I think this will probably be true for another reason as well. I’ve consciously made her aware of the ideas Summers was espousing, and this has given her a bit of a chip on her shoulder. It was Polly who brought to my attention to the fact that she was the only girl in the highest math group. And she took relish in telling me last week about how she was already done with her math sheet and the boys still had at least half the page to go. They weren’t serious enough about doing the work, she said with a touch of disdain.
This chip is going to keep her working and that is something I don’t mind feeding. I even took advantage of her moment of triumph over the boys to start giving her one math problem a day when she comes home. We’re not going to do new material until the summer, but I’d like to get her back up to where she was this past fall.

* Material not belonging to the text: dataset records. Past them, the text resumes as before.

PR #5129, opened 2026-07-29
fix(ado): map parent-child deps to hierarchy links (not Related)

### LINKED ISSUE #4961: ADO: parent-child dependencies pushed as Related links, System.Parent never set
## Summary

The ADO adapter maps beads dependency types using the string `"parent"`, but beads stores the hierarchy type as `"parent-child"` (`types.DepParentChild`). As a result every parent-child dependency is pushed to Azure DevOps as a **Related** link instead of a hierarchy link, and `System.Parent` is never set. The pull direction is broken symmetrically.

Confirmed against v1.1.0 and current `main` (identical), with a live round-trip against a real ADO project (Scrum process).

## Reproduce

```bash
bd create "parent epic" -t epic          # -> bd-aaa
bd create "child task"                   # -> bd-bbb
bd link bd-bbb bd-aaa --type parent-child
bd ado sync --push-only --parent bd-aaa
```

Reports `✓ Synced 1 dependency links`. In ADO the child has:

```
relations: [("System.LinkTypes.Related", <parent id>)]
System.Parent: null
```

Expected `System.LinkTypes.Hierarchy-Reverse` / `System.Parent` set.

## Root cause

Push path passes the storage vocabulary through unchanged — `cmd/bd/ado.go:826`:

```go
desired = append(desired, tracker.DependencyInfo{
    FromExternalID: extIDStr,
    ToExternalID:   targetExtID,
    Type:           string(dep.DependencyType),   // "parent-child"
})
```

`internal/types/types.go:857`: `DepParentChild DependencyType = "parent-child"`. There is no `"parent"` constant in `internal/types`.

That value reaches `internal/ado/links.go:91`:

```go
func beadsDepToADORel(depType string) string {
	switch depType {
	case "blocks":          return RelDependsOn
	case "parent":          return RelChild        // unreachable
	case "related":         return RelRelated
	case "discovered-from": return RelRelated
	default:                return RelRelated      // "parent-child" lands here
	}
}
```

`case "parent"` cannot match any value beads produces, so `RelChild` is never emitted.

Pull is broken the same way: `adoRelToBeadsDep` (links.go:60) returns `"parent"` for `RelChild`/`RelParent`, and `internal/tracker/engine.go:1218` casts it unchecked — `Type: types.DependencyType(dep.Type)` — writing a dep type no other beads code recognises.

The two combine into a warning on every subsequent sync:

```
Failed to create dependency X -> Y: dependency X -> Y already exists
with type "parent-child" (requested "related")
```

ADO appears to be the only adapter with this issue — Linear (`internal/linear/mapping.go:765`), GitHub (`internal/github/types.go:197`) and GitLab (`internal/gitlab/types.go:230`) all use `"parent-child"`.

Tests don't catch it because they assert the adapter against itself with literals production never produces — `internal/ado/links_test.go:253` `{"parent", RelChild}`, and line 388 `Type: "parent"`.

## Suggested fix

In `internal/ado/links.go`, use `"parent-child"` in both directions:

```go
// beadsDepToADORel
case "parent-child": return RelChild

// adoRelToBeadsDep
case RelChild:  return "parent-child", false
case RelParent: return "parent-child", true
```

Note the direction: beads stores the dep child -> parent, while `RelChild` (`Hierarchy-Forward`) means "this item is the parent of the target", so the push side needs the same swap `adoRelToBeadsDep` already performs on pull — otherwise the hierarchy is created inverted. The two test literals need updating alongside.

`tracks` also falls through to `default` and becomes a Related link, which may or may not be intended.

## Environment

- bd 1.1.0 (Homebrew), macOS
- Azure DevOps Services, Scrum process template, Epic -> Feature -> Product Backlog Item -> Task

vishnujayvel:
## Summary

Fixes #4961.

The ADO adapter mapped beads dependency types using the string `"parent"`, but beads stores the hierarchy type as `"parent-child"` (`types.DepParentChild`) — `"parent"` is not a constant that exists anywhere in `internal/types`. As a result, every parent-child dependency was pushed to Azure DevOps as a **Related** link instead of a hierarchy link, and `System.Parent` was never set. The pull direction was broken the same way, writing a `"parent"` dependency type back into beads that no other code recognizes.

`beadsDepToADORel` and `adoRelToBeadsDep` (`internal/ado/links.go`) now match on `"parent-child"` in both directions **and emit the correct hierarchy direction**.

*(Corrected 2026-07-29 — an earlier version of this paragraph said the change "preserves the direction swap the pull side already did." That was wrong on both halves, as @maphew established in review: the push path applies no swap at all (it builds the desired set from storage and simply used the wrong relation constant), and the pull side's swap flags were themselves inverted. Both are fixed in `e00fcfea3`; the original claim was ours and it was incorrect.)*

Because the desired set is built from the child's own outgoing row (`IssueID`=child, `DependsOnID`=parent), `PushLinks` always runs with `workItemID` as the child and the target as the parent, so the push must emit `RelParent` (Hierarchy-Reverse). On pull, the swap flags are flipped so both branches yield beads' child → parent storage direction.

Thanks to Ruben Fonseca for the detailed root-cause trace and live ADO round-trip repro in the issue.

## Test plan

- [x] `go test ./internal/ado/ -count=1 -timeout 25m` (icu4c CGO flags) — pass, verified on a probe branch merged with current main (`3830f0a34`)

### DIFF
--- a/internal/ado/links.go
+++ b/internal/ado/links.go
@@ -51,6 +51,8 @@ const discoveredFromComment = "beads:discovered-from"
 // adoRelToBeadsDep maps an ADO relation type to a beads dependency type.
 // Returns the dep type and whether the from/to should be swapped
 // (true for reverse link types that need direction normalization).
+// Hierarchy links use beads storage vocabulary "parent-child" (types.DepParentChild),
+// not the obsolete "parent" alias (GH#4961).
 func adoRelToBeadsDep(rel string, attributes map[string]interface{}) (depType string, swap bool) {
 	switch rel {
 	case RelDependsOn: // Dependency-Forward: this item is predecessor (blocks target)
@@ -58,9 +60,9 @@ func adoRelToBeadsDep(rel string, attributes map[string]interface{}) (depType st
 	case RelDependencyOf: // Dependency-Reverse: target blocks this item → swap
 		return "blocks", true
 	case RelChild: // Hierarchy-Forward: this item is parent of target
-		return "parent", false
+		return "parent-child", false
 	case RelParent: // Hierarchy-Reverse: target is parent of this item → swap
-		return "parent", true
+		return "parent-child", true
 	case RelRelated:
 		if hasDiscoveredFromAttribute(attributes) {
 			return "discovered-from", false
@@ -89,11 +91,13 @@ func hasDiscoveredFromAttribute(attributes map[string]interface{}) bool {
 }
 
 // beadsDepToADORel maps a beads dependency type to an ADO relation type.
+// Accepts both "parent-child" (canonical storage type) and the obsolete
+// "parent" alias so older in-memory values still map to hierarchy (GH#4961).
 func beadsDepToADORel(depType string) string {
 	switch depType {
 	case "blocks":
 		return RelDependsOn
-	case "parent":
+	case "parent-child", "parent": // "parent" kept as alias only
 		return RelChild
 	case "related":
 		return RelRelated
--- a/internal/ado/links.go
+++ b/internal/ado/links.go
@@ -52,7 +52,8 @@ const discoveredFromComment = "beads:discovered-from"
 // Returns the dep type and whether the from/to should be swapped
 // (true for reverse link types that need direction normalization).
 // Hierarchy links use beads storage vocabulary "parent-child" (types.DepParentChild),
-// not the obsolete "parent" alias (GH#4961).
+// not the legacy "parent" type, which was only ever produced by the pre-fix
+// pull path and is stored backwards (GH#4961, PR #5129).
 //
 // beads stores parent-child deps child → parent: IssueID is the child,
 // DependsOnID is the parent (see types.go ready-item parent computation).
@@ -99,7 +100,7 @@ func hasDiscoveredFromAttribute(attributes map[string]interface{}) bool {
 
 // beadsDepToADORel maps a beads dependency type to an ADO relation type.
 // Accepts both "parent-child" (canonical storage type) and the obsolete
-// "parent" alias so older in-memory values still map to hierarchy (GH#4961).
+// The legacy "parent" type is intentionally not mapped here (GH#4961, PR #5129).
 //
 // A parent-child dep's desired set is built from the child's own outgoing
 // dependency row (IssueID=child, DependsOnID=parent — see
@@ -111,7 +112,14 @@ func beadsDepToADORel(depType string) string {
 	switch depType {
 	case "blocks":
 		return RelDependsOn
-	case "parent-child", "parent": // "parent" kept as alias only
+	// The "parent" alias is deliberately NOT accepted here. Rows of that type were
+	// only ever written by the pre-fix pull path, and both old branches stored them
+	// parent -> child — backwards relative to the convention this file now uses. Mapping
+	// them to RelParent would assert the child is the parent's parent and reparent real
+	// hierarchies (maphew, PR #5129). They fall through to RelRelated, i.e. inert, which
+	// is where they have effectively been all along. Retyping and reversing those legacy
+	// rows needs a migration with its own tests, tracked separately.
+	case "parent-child":
 		return RelParent
 	case "related":
 		return RelRelated
--- a/internal/ado/links.go
+++ b/internal/ado/links.go
@@ -53,16 +53,23 @@ const discoveredFromComment = "beads:discovered-from"
 // (true for reverse link types that need direction normalization).
 // Hierarchy links use beads storage vocabulary "parent-child" (types.DepParentChild),
 // not the obsolete "parent" alias (GH#4961).
+//
+// beads stores parent-child deps child → parent: IssueID is the child,
+// DependsOnID is the parent (see types.go ready-item parent computation).
+// RelChild (Hierarchy-Forward) means "this item is the parent of target," so
+// the resulting dep must point from target (child) to this item (parent) —
+// swap. RelParent (Hierarchy-Reverse) means "target is the parent of this
+// item," so this item is already the child — no swap.
 func adoRelToBeadsDep(rel string, attributes map[string]interface{}) (depType string, swap bool) {
 	switch rel {
 	case RelDependsOn: // Dependency-Forward: this item is predecessor (blocks target)
 		return "blocks", false
 	case RelDependencyOf: // Dependency-Reverse: target blocks this item → swap
 		return "blocks", true
-	case RelChild: // Hierarchy-Forward: this item is parent of target
-		return "parent-child", false
-	case RelParent: // Hierarchy-Reverse: target is parent of this item → swap
+	case RelChild: // Hierarchy-Forward: this item is parent of target → swap so dep is child(target) → parent(this)
 		return "parent-child", true
+	case RelParent: // Hierarchy-Reverse: target is parent of this item; this item is already the child
+		return "parent-child", false
 	case RelRelated:
 		if hasDiscoveredFromAttribute(attributes) {
 			return "discovered-from", false
@@ -93,12 +100,19 @@ func hasDiscoveredFromAttribute(attributes map[string]interface{}) bool {
 // beadsDepToADORel maps a beads dependency type to an ADO relation type.
 // Accepts both "parent-child" (canonical storage type) and the obsolete
 // "parent" alias so older in-memory values still map to hierarchy (GH#4961).
+//
+// A parent-child dep's desired set is built from the child's own outgoing
+// dependency row (IssueID=child, DependsOnID=parent — see
+// GetDependenciesWithMetadata), so PushLinks always runs with workItemID as
+// the child and the target as the parent. RelParent (Hierarchy-Reverse) means
+// "target is parent of this item," which is exactly that relationship;
+// RelChild would instead assert the child is the parent's parent.
 func beadsDepToADORel(depType string) string {
 	switch depType {
 	case "blocks":
 		return RelDependsOn
 	case "parent-child", "parent": // "parent" kept as alias only
-		return RelChild
+		return RelParent
 	case "related":
 		return RelRelated
 	case "discovered-from":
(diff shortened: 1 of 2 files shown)


maphew (commented):
You found the real defect and located it precisely: `beadsDepToADORel`'s `case "parent"` is dead code, because beads only ever produces `types.DepParentChild = "parent-child"` (`internal/types/types.go:920`), so every hierarchy dep falls through to `default` and ships as a Related link. That diagnosis holds up against the code, and the ADO adapter is genuinely the odd one out — Linear, GitHub and GitLab all use `"parent-child"`.

The reason I can't take this as-is is the second half of #4961, the direction. Renaming the string without flipping the direction changes the failure mode from "inert" to "actively wrong", in both directions.

**Push (`internal/ado/links.go:99`)**

`cmd/bd/ado.go:826` builds the desired set from `GetDependenciesWithMetadata`, which returns only outgoing rows (`internal/storage/issueops/dependencies.go:1067`, `WHERE issue_id = ?`). For parent-child beads stores IssueID=child, DependsOnID=parent — see `internal/types/types.go:1379`, which computes `Parent = dep.DependsOnID`, and `internal/linear/mapping.go:761-766`, which emits From=child/To=parent for the same relationship. So `PushLinks` runs with `workItemID` = the child and `ToExternalID` = the parent, and at links.go:287-297 calls:

```go
r.Client.AddWorkItemLink(ctx, workItemID /* child */, targetURL /* parent */, RelChild, comment)
```

`RelChild = System.LinkTypes.Hierarchy-Forward` (`internal/ado/types.go:89`), which means *the target is the child*. The link that gets created says the Epic is a child of the Task — `System.Parent` ends up set on the wrong work item, and on a real backlog that reparents items. The issue's Expected result is `Hierarchy-Reverse` / `System.Parent` on the child, which is `RelParent`, not `RelChild`.

Suggested: `case "parent-child": return RelParent`. That change also needs `removableRelTypes` (links.go:190-194) revisited — it currently marks `RelChild` removable and deliberately excludes `RelParent` on the theory that beads never emits reverse links. Once beads owns the Hierarchy-Reverse link on the child, that ownership set has to flip for the hierarchy pair or stale hierarchy links will never be cleaned up.

**Pull (`internal/ado/links.go:63-65`)**

The swap flags are inverted relative to beads storage, which is why renaming the type here is not safe either. `ExtractLinkDeps` (links.go:140-149) sets From=source/To=target when `swap == false`, and the engine writes `IssueID=From, DependsOnID=To` (`internal/tracker/engine.go:1215-1219`). So work item A with `Hierarchy-Forward → B` (A is B's parent) currently produces IssueID=A, DependsOnID=B — beads records the *child* as A's parent. Today that row is typed `"parent"`, which no beads query recognizes, so it is garbage but harmless. After this patch it is a valid `parent-child` edge pointing backwards, and it feeds parent computation, blocked-state recompute (`internal/storage/issueops/dependencies.go:310-318`) and cycle detection (`internal/storage/issueops/cycles.go:111`).

Suggested: swap both flags — `RelChild → ("parent-child", true)`, `RelParent → ("parent-child", false)`.

**Tests**

`go test ./internal/ado/` passes on the branch (I ran it: `CGO_ENABLED=0 go test -tags gms_pure_go ./internal/ado/ -count=1`, 4.3s), but it passes for the same reason the original bug survived. `links_test.go:388` renames the literal while keeping `From: "100", To: "300"` — parent→child, the direction production never generates — and the assertions at links_test.go:402-414 only check `op == "add"` and `path == "/relations/-"`; the emitted `rel` is never asserted. Two tests would pin this down and would fail on the current branch:

1. A push test whose `desired` uses the storage direction (From = the work item being pushed = the child, To = the parent), asserting the PATCH body carries `System.LinkTypes.Hierarchy-Reverse`.
2. A pull test on a work item carrying `RelChild`, asserting the resulting dep is From = the child, To = the source item.

**Smaller things**

- The PR title starts with a literal `# `, which would land in the squash commit subject.
- links.go:94-95 calls `"parent"` an "obsolete alias". It was never a valid beads type — the only source of such rows is the pre-fix pull path. Keeping the alias is fine, but the comment should say that, and existing `"parent"` rows in users' DBs stay invisible to every parent-aware query unless something normalizes them; worth a follow-up either way.
- The description says the change preserves "the direction swap the pull side already did" — the push side applies no swap, and the pull side's swap is the part that is wrong. Worth correcting so a later reader does not take it at face value.
- Branch base is `2e20a183f`, behind main (`3830f0a34`); still mergeable, just needs an update-branch before landing.
- Leaving `tracks` out of scope is the right call.

Thanks for picking this up, and for crediting the root-cause trace in the issue — that part of the report is exactly right, and the string mismatch half of the fix is correct. This is worth landing once the direction is handled. Want to take the two changes above plus the two tests, or would you rather I push them onto the branch?

vishnujayvel:
Thanks — B1 is a genuine bug and I verified the whole chain rather than taking it on faith. `cmd/bd/ado.go:812` calls `GetDependenciesWithMetadata(issue.ID)`, which returns outgoing rows, and `types.go:1298-1299` shows parent-child stored as `IssueID=child` / `DependsOnID=parent`. So `PushLinks` always runs with `workItemID` as the child and the target as the parent, and emitting `RelChild` (Hierarchy-Forward) from the child asserted the child is the parent's parent. Reparenting backwards, exactly as you described.

Correction to our description: it claims the fix preserves pull's existing swap. That's wrong on both halves — push applies no swap at all (it built the desired set from storage and used the wrong relation constant), and pull's swap flags were the part that was inverted.

Pushed in `e00fcfea3`:

- `beadsDepToADORel` now emits `RelParent` (Hierarchy-Reverse) for `parent-child`/`parent`.
- `adoRelToBeadsDep`: swap flags flipped for both `RelChild` and `RelParent`, so the resulting dep always points child → parent.
- `removableRelTypes` tracks `RelParent`, since beads now owns Hierarchy-Reverse on the child — the ownership flip you flagged as a consequence of B1, handled here rather than deferred.
- B3: added `TestPushLinks_HierarchyDirection` and `TestPullLinks_HierarchyChildDirection` to pin the emitted and parsed relation type in each direction. Five existing tests had the old backwards direction baked into their fixtures and assertions; those are corrected too, which is a fair sign the tests were confirming the bug rather than catching it.

`go test ./internal/ado/... -count=1` → `ok github.com/steveyegge/beads/internal/ado 4.459s`. `go vet` clean.

Took this one ourselves rather than handing it over — it was our bug.

maphew (commented):
Thanks for taking this one yourself, and for verifying the chain rather than accepting my trace on faith — that's the right instinct, and your walk through `cmd/bd/ado.go` → `GetDependenciesWithMetadata` → `types.go` reaches the same place I did. `e00fcfea3` fixes the direction problem properly.

**Resolved**

- **Push direction.** `beadsDepToADORel` now returns `RelParent` for `parent-child`. Since the desired set is built from the child's own outgoing row, `PushLinks` runs with `workItemID` = child and target = parent, and Hierarchy-Reverse on the child is exactly "the target is my parent". `System.Parent` now lands on the right work item.
- **Pull direction.** The swap flags are flipped the right way: `RelChild` → swap (the target is the child, so the dep points target → this item), `RelParent` → no swap. Both branches now produce beads' child → parent storage direction, which is what `types.go:1379` reads for parent computation and what `internal/linear/mapping.go:760-766` emits for the same relationship.
- **Ownership set.** Flipping `removableRelTypes` from `RelChild` to `RelParent` is correct and does more than I asked for. Under the old set, `RelChild` was removable, so pushing a *parent* work item would see the auto-mirrored Hierarchy-Forward link to its child, find it absent from the desired set (the parent has no outgoing hierarchy row), and delete it — quietly destroying a real hierarchy. Your revised `TestPushLinks_PreservesUnmanagedLinks` fixture pins that. Good catch that wasn't in my list.
- **Tests.** These are real direction tests, not assertion tweaks. I checked out `e00fcfea3`, reverted `internal/ado/links.go` to `822b249d2`, and re-ran: `TestPushLinks_HierarchyDirection`, `TestPullLinks_HierarchyChildDirection`, `TestPullLinks_DirectRelations`, `TestPullLinks_ReverseDirectionNormalization`, `TestAdoRelToBeadsDep`, `TestBeadsDepToADORel`, `TestPushLinks_RemoveStale`, `TestPushLinks_PreservesUnmanagedLinks` and `TestPushLinks_RemoveFailure` all fail. Restored, `CGO_ENABLED=0 go test -tags gms_pure_go ./internal/ado/... -count=1` is green in 4.0s and `go vet` is clean. Correcting the five fixtures that had the old direction baked in was the right call rather than leaving them.

Placement is right too — hierarchy mapping is confined to `links.go`, and there's no second site setting `System.Parent` that could drift out of sync with it.

**One thing left, and it's my earlier advice that's now wrong**

In my first pass I said keeping the `"parent"` alias was fine. That was true when the canonical mapping was `RelChild`; it stopped being true the moment the direction flipped, and I should have flagged the consequence.

`internal/ado/links.go:114-115`:

```go
case "parent-child", "parent": // "parent" kept as alias only
	return RelParent
```

The only thing that ever wrote a `"parent"`-typed row is the pre-fix pull path, and `DependencyType.IsValid()` (`internal/types/types.go:969`) accepts any non-empty string under 50 chars, so those rows really are sitting in the DB of anyone who ran an ADO pull. Both old pull branches produced the same shape: `RelChild` gave From=source(parent)/To=target(child), and `RelParent` with the old `swap: true` gave From=target(parent)/To=source(child). So every legacy `"parent"` row is stored **parent → child** — backwards relative to the convention this PR just standardised on.

Concrete failure: a user synced an Epic 300 and Task 100 before this fix, and has a stale row `IssueID=300 (epic), DependsOnID=100 (task), type="parent"`. On the next `bd ado push`, `PushLinks` runs with `workItemID = 300` and a desired entry pointing at 100, the alias maps it to `RelParent`, and the PATCH asserts *the Task is the parent of the Epic*. That reparents the epic under the task — the exact corruption this PR is fixing, arriving through the legacy path. Before this PR the alias mapped to `RelChild`, which happened to be right for those backwards rows; after it, the alias is the one place that's newly wrong.

Simplest fix is to delete the alias:

```go
case "parent-child":
	return RelParent
```

Legacy rows then fall through to `default` → `RelRelated`, i.e. back to inert, which is where they've been all along and is strictly better than an active mis-parent. It also deletes code rather than adding it. A separate follow-up issue can handle the real cleanup, since a migration has to both retype `"parent"` → `"parent-child"` *and* reverse `IssueID`/`DependsOnID` — worth its own change with its own tests, definitely not this PR's job. Happy to open that issue, or push the one-line change onto your branch if you'd rather not spin another round.

**Two small things**

- The PR body still carries the original claim that the change preserves "the direction swap the pull side already did". Your comment corrects it, but the body is what a squash merge and a future `git log` reader see. Worth editing in place.
- `links.go:55` and `:101` still describe `"parent"` as an "obsolete alias". It was never a valid beads type — it only ever existed as output of the bug. If the alias survives, the comment should say that; if it goes, both comments can just drop the clause.

Base is 135 commits behind main, but nothing has touched `internal/ado` or `cmd/bd/ado.go` in that range, so an update-branch before landing is mechanical.

**Disposition: approve with one should-fix.** The core of this is right and the tests hold it in place. Resolve the `"parent"` alias — either drop it or, if you'd rather keep it, map it to `RelChild` with a comment explaining that legacy rows are stored backwards — and I'll land it. Everything else on my earlier list is either done or a follow-up.

vishnujayvel:
Thanks — took the should-fix, and you were right to flag your own earlier advice as now-wrong.

Pushed in `5a04ac174`: the `"parent"` alias is gone from `beadsDepToADORel`, which now matches only `"parent-child"`.

The reason it mattered rather than being cosmetic: `DependencyType.IsValid()` is `len(d) > 0 && len(d) <= 50`, so arbitrary strings validate and legacy `"parent"` rows really do persist in existing databases — this wasn't a dead branch. Those rows were only ever written by the pre-fix pull path, and both old branches stored them parent → child, i.e. backwards relative to the convention `links.go` now uses. Mapping them to `RelParent` would have asserted the child is the parent's parent and reparented real hierarchies — the exact bug B1 was about, reintroduced through the compatibility door. They now fall through to `RelRelated`, which is inert, and which is effectively where they have been all along. Retyping and reversing them is a migration with its own tests; not this PR.

Test updated to pin the behaviour rather than leave it implicit: `{"parent", RelRelated}`, with a comment explaining why. `go test ./internal/ado/... -count=1` → `ok github.com/steveyegge/beads/internal/ado 4.408s`, gofmt clean.

On `removableRelTypes` doing more than you asked — fair. It's in scope in the sense that leaving it tracking `RelChild` would have left ownership pointing at the relation we no longer emit, but I should have called it out as an extra rather than folding it in silently. Happy to split it out if you'd rather review it separately.

Also edited the PR body in place — you're right that the squash message is what survives. The paragraph claiming the fix "preserves the direction swap the pull side already did" is replaced with the correct description plus a dated note saying the original claim was ours and was wrong on both halves.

That way we can plow forward come summertime and Polly will be well situated for another year of math to come.
I don’t know why the distribution of mathematical prowess in Polly’s class is the way it is. At this time, I don’t have the data to completely rule out Summers hypotheses regarding biological differentiation. However, I don’t think they’re right. Polly is not in the most advanced math group in her class by accident. She was not freakishly inclined towards mathematical thinking from the start. She was exposed to math principles early on and has been doing math work regularly ever since. This kind of socialization is more fundamental than any biological differences one may find.